RuntimeError: Jacobian mismatch for output 0 with respect to input 0,
numerical:tensor([[-0.1639, -0.4768,  0.3874,  ...,  0.0000,  0.0000,  0.0000],
        [ 0.6892, -0.0894, -0.0894,  ...,  0.0000,  0.0000,  0.0000],
        [ 0.0000,  0.0000,  0.0000,  ...,  0.0000,  0.0000,  0.0000],
        ...,
        [ 0.0000,  0.0000,  0.0000,  ...,  0.0000,  0.0000,  0.0000],
        [ 0.0000,  0.0000,  0.0000,  ...,  0.0894, -0.3278,  0.4321],
        [ 0.0000,  0.0000,  0.0000,  ...,  0.3278,  0.1788, -0.2086]])
analytical:tensor([[-0.1609, -0.4752,  0.3847,  ...,  0.0000,  0.0000,  0.0000],
        [ 0.6913, -0.0883, -0.0926,  ...,  0.0000,  0.0000,  0.0000],
        [ 0.0000,  0.0000,  0.0000,  ...,  0.0000,  0.0000,  0.0000],
        ...,
        [ 0.0000,  0.0000,  0.0000,  ...,  0.0000,  0.0000,  0.0000],
        [ 0.0000,  0.0000,  0.0000,  ...,  0.1128, -0.3249,  0.4321],
        [ 0.0000,  0.0000,  0.0000,  ...,  0.3346,  0.1746, -0.2108]])

albanD · May 2, 2018, 11:45am

Hi,

The default values for the step in the gradcheck function are for double precision numbers.
If you cast all your tensors and modules to double, the check will work.
If you want to work with single precision, you will need to increase eps to 1e-3 or 1e-4.

yxchng · May 2, 2018, 11:59am

Why is the default double precision? Aren’t most computations in deep learning done using float32?

albanD · May 2, 2018, 12:01pm

The finite difference tests can be quite unreliable when done in single precision. Hence they are usually done in double precision.
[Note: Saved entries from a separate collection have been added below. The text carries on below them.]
PR #3075, opened 2024-01-05
Convert implicit sets created by `IndexedComponent`s to "anonymous" sets 

### LINKED ISSUE #45: del_component issue when deleting constraints

### LINKED ISSUE #2068: [PEP] add "implicit" sets to the Block as "anonymous" components
## Summary

Historically, Set objects implicitly created by a component were added to the same block as the component with hard-coded names derived from the component name.  This PEP proposes we remove that behavior and allow for implicit Sets to be attached to the Block "anonymously".

### Discussion

It is important that Sets created implicitly during the process of constructing a Component (and attaching it to a Block) are also attached to the same Block.  This ensures that the Sets are properly constructed (especially in the case of AbstractModels), and ensures that `model.clone()` correctly duplicates the Sets.  However, the use of a hard-coded name causes problems when deleting and re-adding components (as the implicit sets are not removed from the Block - see #45).  Further, because this is done when the Component is added to the Block, we cannot disable access to attributes like `Var.domain` for unconstructed Components (because Block._add_implicit_sets() looks for '`domain`' to attach it to the Block).  Finally this convention obscures the model that the user wrote: both by filling it with numerous "auto" Sets (e.g., `x_index`, `y_index_0`, `z_domain`), and by reporting the name of the "auto" set as the Component index (instead of something more informative like the set expression).

This PEP proposes that we still "add" implicit Sets to the Block, but not using an explicit name.  We would add the component using a new `Block.add_anonymous_component()` method.  This would set the Component's `parent_block()` to the Block (so that `block.clone()` works correctly) and would categorize it in the Block's component data structures according to the `ctype` (so, e.g., it would be returned by `component_objects()`), however it would not add the component to the Block's `__dict__`.

We would also transfer the responsibility for constructing implicit components from the Block to the Component that created the implicit components.  Deferring it to the "originator's" construction time would allow us to deactivate interfaces like `domain` on abstract components.

jsiirola:
## Summary/Motivation:
Pyomo creates Set objects on the fly when constructing IndexedComponents indexed by anything other than a single Pyomo Set object.  These objects get added to the Block using a fixed auto-generated names.  This causes problems when deleting an indexed component and then trying to create it again, because the sets implicitly created by Pyomo are still on the Block and lead to errors about name conflicts.

This PR resolves this by adding support for "anonymous" (unnamed) Set objects.  With this PR, he Set objects implicitly created during component declaration (including `index_set` and `domain`) will not be explicitly attached to the Block.  However, they will have their `parent_block()` point tot he "owning" block, thereby ensuring that the anonymous sets obey the correct scoping rules when deepcopied / cloned.  While this may seem like a departure to the convention that all modeling components are explicitly attached to Blocks, there is precedent in the case of Sets for global Set objects (e.g., `Reals`, `Integers`, etc).

This touches a lot of files due to changes in test baselines.  If you want to see the diffs for everything except the test changes, see https://github.com/Pyomo/pyomo/compare/d5b53d5..0325346

- rework how component Set-like arguments are processed and anonymous sets are tracked
- update string representation for Set objects with a `parent_block()` but no `_name` (use the Set data as the name)
- remove `_implicit_subsets` attribute (previously used for the implicit arguments to SetProduct) and replaced it with the general purpose `_anonymous_sets` (used by all anonymous sets)
- some standardization in `Component.construct()` implementations
- resolved some issues when using slices when set flattening is disabled
- remove the dependence on `cplex_direct` in Benders tests

### Legal Acknowledgement


pyomo/core/base/constraint.py
```diff
@@ -717,8 +717,6 @@ class Constraint(ActiveIndexedComponent):
             A dictionary from the index set to component data objects
         _index
             The set of valid indices
-        _implicit_subsets
```
mrmundt, line 720: Do you need to add something to the doc class about `_anonymous_sets`?

pyomo/dae/flatten.py
```diff
@@ -200,8 +200,28 @@ def slice_component_along_sets(component, sets, context_slice=None, normalize=No
...
                     # Note that c_slice is not necessarily a slice.
                     # We enter this loop even if no sets need slicing.
-                    temp_slice = c_slice.duplicate()
-                    next(iter(temp_slice))
+                    try:
+                        next(iter(c_slice.duplicate()))
+                    except IndexError:
+                        if normalize_index.flatten:
+                            raise
+                        # There is an edge case where when we are not
```
mrmundt, line 208: I would recommend adding a test for this edge case, if possible, considering that we explicitly check for it.

pyomo/core/base/constraint.py
jsiirola: The catch is that `_anonymous_sets` is not *always* an attribute,.  I made the decision to try and save some time/memory and only add the attribute if it was needed.  I wasn't sure if I wanted to document an attribute that was not necessarily always there.

That may / may not be a good idea, though.  I keep wanting to try and figure out how to slotize the container classes, and this potentially further complicates that.  Maybe we should move it back to being a mandatory attribute.

pyomo/core/base/set.py
```diff
@@ -2934,14 +2960,12 @@ def __init__(self, *args, **kwds):
             pass
 
     def __str__(self):
-        if self.parent_block() is not None:
+        # Named, components should return their name e.g., Reals
```
blnicho, line 2963: Grammar: unnecessary comma after "Named"

pyomo/core/base/set.py
```diff
@@ -3303,7 +3344,7 @@ def __len__(self):
         )
 
     def __str__(self):
-        if self.parent_block() is not None:
+        if self._name is not None:
             return self.name
```
blnicho, line 3348: This is checking for `self._name` and returning `self.name`. Is that correct? What's the difference between `_name` and `name`?

pyomo/core/base/set.py
```diff
@@ -4202,7 +4244,7 @@ def domain(self):
         return Any
 
     def __str__(self):
-        if self.parent_block() is not None:
+        if self._name is not None:
             return self.name
```
blnicho, line 4248: Same question about `_name` and `name`.

pyomo/core/base/set.py
```diff
@@ -4247,7 +4290,7 @@ def domain(self):
         return EmptySet
 
     def __str__(self):
-        if self.parent_block() is not None:
+        if self._name is not None:
             return self.name
```
blnicho, line 4294: Same question about `_name` and `name`.

examples/pyomobook/scripts-ch/warehouse_script.txt
```diff
@@ -1,36 +1,10 @@
...
-    x_index_1 : Size=1, Index=None, Ordered=Insertion
-        Key  : Dimen : Domain : Size : Members
-        None :     1 :    Any :    4 : {'NYC', 'LA', 'Chicago', 'Houston'}
-    y_index : Size=1, Index=None, Ordered=Insertion
-        Key  : Dimen : Domain : Size : Members
-        None :     1 :    Any :    3 : {'Harlingen', 'Memphis', 'Ashland'}
-
 2 Var Declarations
-    x : Size=12, Index=x_index
+    x : Size=12, Index={Harlingen, Memphis, Ashland}*{NYC, LA, Chicago, Houston}
```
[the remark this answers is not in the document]
jsiirola: I've been wanting to to that for a long time (and not just here, but in expressions, too), but that would require a significant redesign of the way we convert things to strings.  I could hack something in here, but wonder if we should do it as a separate PR.

(The challenge is this is really part of converting expressions to strings, and strings are built from the leaf nodes up to the root node.  So, you may not know that the result is "too long" until you get up the expression tree , but then need to go back down the tree and truncate things closer to the leaves)

pyomo/core/base/constraint.py
```diff
@@ -772,6 +770,10 @@ def construct(self, data=None):
         if is_debug_set(logger):
             logger.debug("Constructing constraint %s" % (self.name))
 
+        if self._anonymous_sets is not None:
```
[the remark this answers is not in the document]
jsiirola: In this case, no.  I partially misspoke in my reply to Miranda (I missed which part of the documentation we were talking about).  `_anonymous_sets` will exist on all `IndexedComponent` classes - I ended up taking the conditional definition of the attribute out (although it can be None [and not a `ComponentSet`]).

pyomo/core/base/set.py
jsiirola: This is intentional: `self._name` is `None` if it is an anonymous set.  If it is not None, then `_name` contains the local (block-scope) name of the Set.  `.name` is a property that returns the fully-qualified name of the Set (including all parent block names).

pyomo/core/base/expression.py
```diff
@@ -394,6 +394,10 @@ def construct(self, data=None):
                 % (self.name, str(data))
             )
 
+        if self._anonymous_sets is not None:
+            for _set in self._anonymous_sets:
+                _set.construct()
```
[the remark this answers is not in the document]
jsiirola: This was a concern for me, too.  At the time, I was worried about making that change (that is, requiring all components to also call construct() on their base class - in part because a lot of what I would like to move to the base class is a "prefilter" (e.g., the oft-repeated debug logging, the logic to skip-if-constructed, and now this).  But the more I think about it, the more I am inclined to propose that we implement `construct()` in the base class and have it call a `_construct_impl()` that is overridden on the derived classes.  This would reduce a lot of repeated code and shouldn't impact performance significantly.

This would be a somewhat large change.  Would you object to doing it as a separate PR?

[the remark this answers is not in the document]
blnicho: No objections to making that a separate PR. I'll open an issue for it.

blnicho (approved):

pyomo/core/base/expression.py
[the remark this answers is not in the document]
blnicho: Tracking this in issue #3136

pyomo/core/tests/unit/test_block.py
```diff
@@ -2668,9 +2665,9 @@ def test_pprint(self):
     c : Size=1, Index=None, Active=True
         0 Declarations: 
 
-6 Declarations: a1_IDX a3_IDX c a_index a b
+5 Declarations: a1_IDX a3_IDX c a b
 """
-        print(buf.getvalue())
+        self.maxDiff = None
```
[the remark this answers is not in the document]
blnicho: I never knew this was an option. I think adding it to the base class would make a lot of sense. This seems like behavior we would always want when tests fail.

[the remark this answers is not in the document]
mrmundt: I thoroughly agree.

pyomo/dae/flatten.py
mrmundt: Poke again on this. Feel free to say "No"

pyomo/mpec/complementarity.py
```diff
@@ -357,13 +357,18 @@ def construct(self, data=None):
...
         if self._constructed:
             return
-        timer = ConstructionTimer(self)
         self._constructed = True
 
+        timer = ConstructionTimer(self)
+        if is_debug_set(logger):
+            logger.debug("Constructing complementarity list %s", self.name)
+
+        if self._anonymous_sets is not None:
```
mrmundt, line 368: After seeing these three lines of code _everywhere_, I wondering if it wouldn't make sense to have some sort of helper function instead to call? If this ever changes, you've got dozens of places to change it.

blnicho: I had the same comment and opened #3136 to track moving this to the base class.

pyomo/dae/flatten.py
jsiirola: I think I am going to go with "No".  I am pretty sure that the case I was describing is already being covered by tests - the comment was mostly a note to our future selves why this was implemented the way it was.

mrmundt (approved):

emma58 (approved):
This is really exciting! :)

yxchng · May 2, 2018, 12:01pm

I tried and it only works with 1e-2

yxchng · May 2, 2018, 12:10pm

I tried casting it to double but it fails with error

RuntimeError: Expected object of type torch.FloatTensor but found type torch.DoubleTensor for argument #4 'mat1'

Seems like linear only works with float32

albanD · May 2, 2018, 12:17pm

You need to change the module to work with double the same way you do it for tensors:
custom_op = nn.Linear(2, 10) .double().

yxchng · May 3, 2018, 3:16pm

Thanks. it works. Just wondering, are there some network that has to be trained with double tensor? I keep getting NAN for my network when I use float tensor but it works fine with double tensor.

Is it a sign that my model might have bug?

albanD · May 3, 2018, 3:27pm

I guess that means that your network requires very precise floats. In general, unless you’re doing very specific things, this should not be the case. You should check that you don’t have any operation that is sensible to numerical precision. Like dividing by something so small, it would be 0 in single precision.